YOUR OBJECTIVE | A bare number is the expected answer: the count of lines in the records that contain the word "case".

Stored items:
PR #132, opened 2015-03-18
Add pre-commit hook to check for case conflicts

jawshooah:
Files with the same name but different capitalization can cause
trouble on case-insensitive filesystems.

### DIFF
--- a/lib/overcommit/git_repo.rb
+++ b/lib/overcommit/git_repo.rb
@@ -54,6 +54,19 @@ module Overcommit
         map { |relative_file| File.expand_path(relative_file) }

RESULT | 2